Can you retype every record below exactly as written?

MATERIAL SUPPLIED.
========

PR #73, opened 2019-01-23
Allow polymorphic_belongs_to to ignore possible types

Dishwasha:
By allowing possible types to be ignored, multiple polymorphic_belongs_to
relationships can be built from the same foreign key as well as just
ignoring certain types stored in the grouping field's data in general.

This allows for resource definitions with polymorphic_belongs_to definitions like:
```
# Call <employee resource uri>?include=credit_card,payment_processor

  polymorphic_belongs_to :credit_card do
    group_by(:credit_card_type, exclude: [:Paypal]) do
      on(:Visa)
      on(:Mastercard)
    end
  end

  polymorphic_belongs_to :payment_processor do
    group_by(:credit_card_type, only: [:Paypal]) do
      on(:Paypal).belongs_to :payment_processor,
        resource: PaypalResource,
        foreign_key: :credit_card_id
    end
  end
end
```

### DIFF
--- a/lib/graphiti/sideload/polymorphic_belongs_to.rb
+++ b/lib/graphiti/sideload/polymorphic_belongs_to.rb
@@ -15,9 +15,24 @@ class Graphiti::Sideload::PolymorphicBelongsTo < Graphiti::Sideload::BelongsTo
   class Grouper
     attr_reader :field_name
 
-    def initialize(field_name)
+    def initialize(field_name, opts={})
       @field_name = field_name
       @groups = []
+      @except = Array(opts[:except]).map(&:to_sym)
+      @only = Array(opts[:only]).map(&:to_sym)
+    end
+
+    def expected?(group_sym)
+      @only.empty? || @only.include?(group_sym)
+    end
+
+    def excluded?(group_sym)
+      @except.include?(group_sym)
+    end
+
+    def ignore?(group_name)
+      group_sym = group_name.to_sym
+      !expected?(group_sym) || excluded?(group_sym)
     end
 
     def on(name, &blk)
@@ -61,8 +76,8 @@ class Graphiti::Sideload::PolymorphicBelongsTo < Graphiti::Sideload::BelongsTo
     :"#{name}_id"
   end
 
-  def self.group_by(name, &blk)
-    self.grouper = Grouper.new(name)
+  def self.group_by(name, opts={}, &blk)
+    self.grouper = Grouper.new(name, opts)
     self.grouper.instance_eval(&blk)
   end
 
@@ -80,7 +95,7 @@ class Graphiti::Sideload::PolymorphicBelongsTo < Graphiti::Sideload::BelongsTo
 
   def resolve(parents, query, graph_parent)
     parents.group_by(&grouper.field_name).each_pair do |group_name, group|
-      next if group_name.nil?
+      next if group_name.nil? || grouper.ignore?(group_name)
 
       match = ->(c) { c.group_name == group_name.to_sym }
       if sideload = children.values.find(&match)
--- a/spec/sideloading_spec.rb
+++ b/spec/sideloading_spec.rb
@@ -337,9 +337,14 @@ RSpec.describe 'sideloading' do
   describe 'polymorphic_belongs_to macro' do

========

EXPECTED ANSWER.
PR #73, opened 2019-01-23
Allow polymorphic_belongs_to to ignore possible types

Dishwasha:
By allowing possible types to be ignored, multiple polymorphic_belongs_to
relationships can be built from the same foreign key as well as just
ignoring certain types stored in the grouping field's data in general.

This allows for resource definitions with polymorphic_belongs_to definitions like:
```
# Call <employee resource uri>?include=credit_card,payment_processor

  polymorphic_belongs_to :credit_card do
    group_by(:credit_card_type, exclude: [:Paypal]) do
      on(:Visa)
      on(:Mastercard)
    end
  end

  polymorphic_belongs_to :payment_processor do
    group_by(:credit_card_type, only: [:Paypal]) do
      on(:Paypal).belongs_to :payment_processor,
        resource: PaypalResource,
        foreign_key: :credit_card_id
    end
  end
end
```

### DIFF
--- a/lib/graphiti/sideload/polymorphic_belongs_to.rb
+++ b/lib/graphiti/sideload/polymorphic_belongs_to.rb
@@ -15,9 +15,24 @@ class Graphiti::Sideload::PolymorphicBelongsTo < Graphiti::Sideload::BelongsTo
   class Grouper
     attr_reader :field_name
 
-    def initialize(field_name)
+    def initialize(field_name, opts={})
       @field_name = field_name
       @groups = []
+      @except = Array(opts[:except]).map(&:to_sym)
+      @only = Array(opts[:only]).map(&:to_sym)
+    end
+
+    def expected?(group_sym)
+      @only.empty? || @only.include?(group_sym)
+    end
+
+    def excluded?(group_sym)
+      @except.include?(group_sym)
+    end
+
+    def ignore?(group_name)
+      group_sym = group_name.to_sym
+      !expected?(group_sym) || excluded?(group_sym)
     end
 
     def on(name, &blk)
@@ -61,8 +76,8 @@ class Graphiti::Sideload::PolymorphicBelongsTo < Graphiti::Sideload::BelongsTo
     :"#{name}_id"
   end
 
-  def self.group_by(name, &blk)
-    self.grouper = Grouper.new(name)
+  def self.group_by(name, opts={}, &blk)
+    self.grouper = Grouper.new(name, opts)
     self.grouper.instance_eval(&blk)
   end
 
@@ -80,7 +95,7 @@ class Graphiti::Sideload::PolymorphicBelongsTo < Graphiti::Sideload::BelongsTo
 
   def resolve(parents, query, graph_parent)
     parents.group_by(&grouper.field_name).each_pair do |group_name, group|
-      next if group_name.nil?
+      next if group_name.nil? || grouper.ignore?(group_name)
 
       match = ->(c) { c.group_name == group_name.to_sym }
       if sideload = children.values.find(&match)
--- a/spec/sideloading_spec.rb
+++ b/spec/sideloading_spec.rb
@@ -337,9 +337,14 @@ RSpec.describe 'sideloading' do
   describe 'polymorphic_belongs_to macro' do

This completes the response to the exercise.